Exercise data: Begin

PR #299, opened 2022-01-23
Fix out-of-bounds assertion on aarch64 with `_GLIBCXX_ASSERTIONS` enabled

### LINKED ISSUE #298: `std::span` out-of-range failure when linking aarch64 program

Exercise data: End

Requirement: Go to the line with "Fix out-of-bounds assertion" and set down that line and every line after it, through the end of the material above, word for word.

Result below:
Fix out-of-bounds assertion on aarch64 with `_GLIBCXX_ASSERTIONS` enabled

### LINKED ISSUE #298: `std::span` out-of-range failure when linking aarch64 program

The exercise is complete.